• In the formative research phase, we will gather qualitative evidence on the potential benefits and barriers to adoption of Babyl from patients, providers, and other key players in both digital and in-person health care delivery. These insights will be used to develop an encouragement intervention, which will be tested in a pilot and ultimately brought to scale in a randomized control trial. The exogenous variation in Babyl usage introduced by our intervention will allow us to evaluate the impact of Babyl on healthcare utilization, health outcomes, and patient costs.
• In addition to data from the exogenous encouragement intervention, we will also leverage quasi-random variation in Babyl penetration across regions and over time. We will use historical administrative data to compare health care outcomes and utilization across Babyl and non-Babyl patients and to compare aggregate health outcomes and utilization across catchment areas with higher or lower levels of Babyl penetration in the market.
• Finally, we will assess quality of care at baseline, prior to the encouragement intervention. To overcome common challenges in the evaluation of health care quality, we use standardized patients, or actors who seek care with a prespecified set of symptoms. In addition to evaluating quality of care, data from standardized patients will allow us to explore aspects of clinical decision-making that are difficult to study with observational data. Specifically, we study the influence of patient suggestions and requests and whether these vary across platforms and patients.
• Because providers may differ across platforms, we will conduct a survey of providers visited by our standardized patients including measures of clinical experience, clinical knowledge assessed through vignettes, attitudes towards patients, and burnout. In our assessments of quality, we will control for these provider characteristics to isolate the impact of Babyl on quality of care for patients with different symptoms and other characteristics.
Baseline quality assessment:
At baseline, we will evaluate aspects of quality of care, clinical decision making, and costs of seeking consultation for primary care in conventional care (at 80 health facilities) vs. digital health services (through Babyl).
o We capture levels of quality of care through standardized patients ("mystery shoppers" or "fake patients"), who are individuals recruited locally and trained to portray three different conditions.

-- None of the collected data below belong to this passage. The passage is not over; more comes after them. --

PR #1217, opened 2019-02-12
Issue #3032327: As a LU the tags block should be updated after I add a tag to a group/node

ghost:
## Problem
After adding a second tag to a group/node, the block on node/group view is not updated with the new tags.

## Solution
Add the group to the block context for correct caching by group entity.

## Issue tracker
https://www.drupal.org/project/social/issues/3032327

## How to test
- [ ] When you add different sets of tags to a few groups then you see first set for all groups.

## Release notes
Show own tags set of a group instead of a set of the first cached group.

### DIFF
--- a/modules/social_features/social_editor/config/install/editor.editor.full_html.yml
+++ b/modules/social_features/social_editor/config/install/editor.editor.full_html.yml
@@ -59,7 +59,7 @@ settings:
     language:
       language_list: un
     stylescombo:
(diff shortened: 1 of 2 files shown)


bramtenhove (approved):

bramtenhove:
The failing test in Travis is a false positive caused by Behat cleanup...
We can merge it imho, if afterwards this remains an issue we can dive deeper into the root cause.

ronaldtebrake:
Cherry picked and pushed to 5.x ^^

PR #1218, opened 2019-02-13
#3032584 by ronaldtebrake: Remove theme override for image widget crop

ronaldtebrake:
## Problem
Image widget crop released https://www.drupal.org/node/2871137 which uses a `Drupal.theme.VerticalTabs` function in javascript to override the theme function that gets called for all the Vertical tabs.
Unfortunately this overrides `Drupal.theme.VerticalTabs` we use from bootstrap.

## Solution
Usually what we would be able to do is use a `libraries-override` in the _info.yml_ file from our theme like:

```
libraries-override:
  core/drupal.vertical-tabs: bootstrap/drupal.vertical-tabs
```
Or you could provide the correct order as per: [Dependencies should determine asset order, not "weight"](https://www.drupal.org/project/drupal/issues/1945262) but we don't want to add these dependencies.

Therefor our solution right now is to patch out the imagewidgetcrop functionality until the issue gets fixed there.

## Issue tracker
https://www.drupal.org/project/social/issues/3032584#comment-12969389

## How to test
- [x] Edit a topic
- [x] See that the vertical tabs get rendere strangely with markup inside after doing a crop
- [x] Checkout this branch
- [x] See that it renders perfectly

## Release notes
Not needed


ronaldtebrake:
also for 4.x and 5.x :)

PR #1219, opened 2019-02-13
DS-4604 - Preview header image should be in the theme folder

jaapjan:
## Problem
In some platforms (especially older ones) is the header image preview not working in the theme settings.

## Solution
We are using a file which can be removed, e.g. `/sites/default/files/styles/social_an_hero/public/homepage-block.jpg` in some installations. Let's move the file to the theme assets directly. It's still not perfect, but it's more trustworthy for sure!

## Issue tracker
DS-4604

## How to test
- [ ] Note that the header preview is still working as expected even when the `/sites/default/files/styles/social_an_hero/public/homepage-block.jpg` does not exist.

## Release notes
The header preview image on the Appearance settings for the theme is now working on all platforms even if the homepage block image is removed.


ronaldtebrake:
Tested this, travis PR is due to something in the base branch and team banana's will take a look at that.  Will merge it but for reference thats why it's on red.

ronaldtebrake:
Cherry picked to 5.x as well :)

SPs have been extensively trained to present their condition in the same way (same description of their symptoms, backstory, and answers to questions by the provider).

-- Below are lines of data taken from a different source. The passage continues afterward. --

PR #1225, opened 2019-02-18
Issue #3030750 by ribel, agami4: Add Featured Items section to Landing page

ribel:
## Problem
Currently, it's only possible to have featured content section, but sometimes content managers need to highlight information, that doesn't have separate content item.

## Solution
Create a new section that allows featuring items without having separate content pages.

## Issue tracker
- https://www.drupal.org/project/social/issues/3030750
- https://jira.goalgorilla.com/browse/GPEDC-36

## How to test
- [x] Checkout to this branch and revert features
- [x] Open Add/Edit form of the Landing Page
- [x] Add new **Featured Items** section with 5 or more featured item
- [x] You should see 5 **Featured Item** in a row with as on Design
- [x] On hover of the `(i)` icon you should see description text

## Release notes
Sometimes content managers need to highlight information, that doesn't have separate content item, for this purpose we added new section to the Landing Page that allows featuring items without having separate content pages.


ribel:
Hey, @ronaldtebrake and @jaapjan!
This PR is ready for the review.
There are some failing MOSS tests, but I see they are not related to proposed changes, and it pass OK on ECI Demo, SaaS and Foraus.

robertragas:
I checked code-wise and looks good, need to functional test it later when solution for event managers is in.

ronaldtebrake:
Screen Shot 2019-03-29 at 11 45 03

This still needs work, as you can see the `<div class="teaser__info" data-toggle="popover" data-container="body" data-html="true"
           data-placement="bottom" data-content='{{ content.field_featured_item_description }}'>` doesn't render the description correctly. 

If i change the tpl to a string itself it does work for example:

`<div class="teaser__info" data-toggle="popover" data-container="body" data-html="true"
           data-placement="bottom" data-content='<p>test</p>'>` 

Could you check it out?

ribel:
@ronaldtebrake This is known the issue, but it happens only if you have twig debug enabled in `development.services.yml`. We were not able to fix that, but on production sites it should be enabled, right?

ronaldtebrake:
Thanks for the input @ribel, would be nice to know these known issues next time. 

For me changing it to `{{ content.field_featured_item_description|render|striptags|trim }}` fixed it. 
See also [this link](https://drupal.stackexchange.com/questions/223488/how-to-stop-twig-debug-from-breaking-html-when-inside-tags)

I'm not hundred percent sure what the acceptance criteria is on how much tags we should allow but that should do the trick also with twig debug enabled. Could you ellaborate on if you want to show more than just text (because there is a full WYSIWYG editor now for the description field).

ribel:
@ronaldtebrake Thanks for the review!

There were no strict acceptance criteria if this description should be rich text or not. So we can decide it here :)

I would propose to leave field storage like it is now, so in case we will need rich text for some cases we will not need to change it. But we also can add `striptags|trim` for safety by default. And if needed it's easy to just override template.

ronaldtebrake:
Thanks @ribel.. That's perfect, since I'm in the branch I will commit it that way!

PR #1227, opened 2019-02-18
Feature/configurable profile landingpage

robertragas:
## Problem
Currently when going to a user you always end up at the stream page. Some customers would like them to end up at the user profile.

## Solution
Added the possibility to set a configuration item to land on either the information page or stream.

Right now it has the two options hardcoded but can be extended in the future by getting the user tabs dynamic based on permissions set for a client (since it might be that users are not allowed to view a page).

## Issue tracker

## How to test
- [ ] drush updb or install
- [ ] Go to configuration -> open social -> user settings
- [ ] By default it lands on stream, but try to alter it to Information
- [ ] Click on a user from a stream link like mentions or username, you will end up at the profile information.
- [ ] Try to go to your own profile through the account header item, this still goes to your stream page.

## Release notes
We have added a new setting where you can configure the landing page when visiting a user's profile. This can be set under configuration -> open social -> user settings.


jaapjan:
I fixed small coding standard issue. Btw, could you create a drupal.org issue for this as well?

ronaldtebrake:
Still needs a bit of work as discussed with Robert so will be in 4.7 hopefully :)

robertragas:
Working on it today during the collaboration day.

robertragas:
Changes made and should work now like intended.

robertragas:
Closing in favor of https://github.com/goalgorilla/open_social/pull/1284 which is for branch 5.x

o These conditions were selected to reflect different aspects of quality of care, and to measure potential under- and over-treatment.
o In addition to the three medical conditions, we layer two additional experiments to assess clinical decision making across platforms.

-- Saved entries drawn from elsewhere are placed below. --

PR #1228, opened 2019-02-20
Issue #3034318 by jaapjan: prevent Notifications 500 errors after upd…

jaapjan:
## Problem
500 errors on certain platforms after the 4.4 update because referenced entities can't be found.

## Solution
More defensive coding by first checking if the entity exist before calling method on it.

## Issue tracker
https://drupal.org/node/3034318

## How to test
- [ ] Open old platform as group manager.
- [ ] Notice site works as expected

### DIFF
--- a/modules/custom/activity_creator/activity.page.inc
+++ b/modules/custom/activity_creator/activity.page.inc
@@ -7,6 +7,7 @@
  * Page callback for Activity entities.
  */
 
+use Drupal\Core\Entity\EntityInterface;
 use Drupal\Core\Render\Element;
 use Drupal\file\Entity\File;
 use Drupal\Core\Link;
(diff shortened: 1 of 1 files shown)


modules/custom/activity_creator/activity.page.inc
```diff
@@ -49,26 +49,27 @@ function template_preprocess_activity(array &$variables) {
...
-
-  if ($entity->getEntityTypeId() === 'group_content') {
-    /** @var \Drupal\group\Entity\GroupContentInterface $entity */
-    if ($entity->getGroupContentType()->getContentPluginId() === 'group_membership' && $entity->getEntity()->id() != $activity->getOwnerId()) {
-      $account = $entity->getEntity();
+  if (!empty($entities)) {
+    /** @var \Drupal\Core\Entity\EntityInterface $entity */
+    $entity = reset($entities);
+
+    if ($entity && $entity->getEntityTypeId() === 'group_content') {
```
jochemvn:
```suggestion
    if ($entity instanceof EntityInterface && $entity->getEntityTypeId() === 'group_content') {
```

jochemvn: In any other case, the nullpointerexception might still occur.

jaapjan:
Also cherry-picked for 5.x

PR #1229, opened 2019-02-21
Add smaller hero as landing page section

jochemvn:
## Problem
The hero section of the landing page takes up too much space. We want another hero that is significantly smaller than the current landing page hero section

## Solution
A second section called 'Hero small', which is around 50% less high. 

## Issue tracker
https://jira.goalgorilla.com/browse/SHN-363

## How to test
- [ ] Install OS and enable landing page module
- [ ] Create new LP with the new hero small section
- [ ] Notice that TITLE text is overflown after 2 lines
- [ ] Notice that SUBTITLE text is overflown after 1 line
- [ ] Check that images aren't skewed

## Release notes
<describe the release notes>


modules/social_features/social_landing_page/css/social_landing_page.section.hero_small.css
```diff
@@ -0,0 +1,69 @@
...
+    left: 50%;
+    transform: translateX(-50%);
+  }
+}
+.paragraph--hero-small .cover-small .page-title {
+  width: 100%;
+  text-align: left;
+  padding: 30px 0 10px;
+  font-size: 2rem;
+  max-height: 6.5rem;
```
robertragas: In my case with 6.5 just a little bit of the line under was showing. 6.4 fixes it for me.

robertragas:
Working as expected. Just wonder 2 things.
1. The text on the small hero is aligned to the bottom, and not the center (vertically). Is this according to design?
2. I don't see Travis running?

modules/social_features/social_landing_page/css/social_landing_page.section.hero_small.css
jochemvn: nope

PR #1875, opened 2020-06-10
Issue #3150640 by Kingdutch: Content tagging filters on search and ov…

Kingdutch:
…erview don't update when terms or settings change

<h2>Problem</h2>
Deleting a content tag from the vocabulary will not change the filters that are available on the overview and search pages. A cache clear is required for this to be resolved.

The suspicion is that this is caused by the SocialTaggingOverride which is responsible for the fields added but provides an empty CacheableMetadata object causing it to be cached endlessly.

The view on a node seems to go well by accident because a term is deleted from a node when the term itself is removed. This invalidates the cache for the node and the SocialTagsBlock has cache tags for a specific node. The same seems to be the case for a group at quick glance.

<h2>Proposed solution</h2>
Ensure that for the configs that the class overrides the correct cache contexts and tags are applied so that the configuration override invalidates when the taxonomy terms change.

## Issue tracker
https://www.drupal.org/project/social/issues/3150640

## How to test
- [ ] Using version 8.9.0 of Open Social with the Social Tagging module enabled
- [ ] As a sitemanager
- [ ] Create a content tagging hierarchy
- [ ] Create some content with the content tags
- [ ] Remove terms from the tagging vocabulary
- [ ] Observe that on the explore and search pages the removed terms still seem to be present
- [ ] Apply this fix
- [ ] Observe that when repeating the steps the removed terms are also immediately cleaned up on the explore and search pages.

## Release notes
Tags for content tagging are now properly removed from filters after being deleted instead of lingering around like an unwelcome guest. 

## Change record
No developer facing code affected, implementation details fixed only.

## Translations
No user facing texts affected

### DIFF
--- a/modules/social_features/social_tagging/src/SocialTaggingOverrides.php
+++ b/modules/social_features/social_tagging/src/SocialTaggingOverrides.php
@@ -19,11 +19,18 @@ class SocialTaggingOverrides implements ConfigFactoryOverrideInterface {
   protected $tagService;
 
   /**
-   * {@inheritdoc}
+   * Whether this config override should apply to the provided configurations.
+   *
+   * Used to check what to return in loadOverrides as well as in the metadata
+   * method.
+   *
+   * @param array $names
+   *   The names of the configs for which overrides are being loaded.
+   *
+   * @return bool
+   *   Whether we override those configs.
    */
-  public function loadOverrides($names) {
-    $overrides = [];
-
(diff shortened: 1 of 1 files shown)


ronaldtebrake:
Changed milestone to 7.6, looks like it was already in there. Seems to work fine though. :)

ronaldtebrake:
also in 7.x and 8.x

First, while presenting the same conditions, patients may suggest to the provider that they may have the correct condition, an incorrect condition, or make no suggestion.
Second, patients may request an unnecessary prescription after the end of the interaction.
o Outcomes captured by the standardized patients through an exit questionnaire given to them after the interaction with providers' include: history questions asked by the provider, laboratory tests ordered, medicines dispensed or prescribed, and referrals made.
o We will also explore variation across SP gender, age, and insurance status (majority covered by the community-based health insurance, but some paying out of pocket), as well as day and time of the visit.
o To control for differences across providers in Babyl vs. conventional care, we will also field a provider survey after the SP fieldwork. This will include measures of providers’ clinical experience, knowledge of treatment for the SP conditions, caseload, burnout, altruism towards patients, personality characteristics, and attitudes about the pandemic and telemedicine.